Directions for this task. In full and word for word, return the listing that follows.

Data block.
○ ○ ○ ○

Issue #1176, opened 2026-07-08
remove `org.apache.commons.lang3` from `org.eclipse.mylyn.wikitext.asciidoc`


ruspl-afed:
currently we use only 2 utility methods about nullable `String` handling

○ ○ ○ ○

Task output.
Issue #1176, opened 2026-07-08
remove `org.apache.commons.lang3` from `org.eclipse.mylyn.wikitext.asciidoc`


ruspl-afed:
currently we use only 2 utility methods about nullable `String` handling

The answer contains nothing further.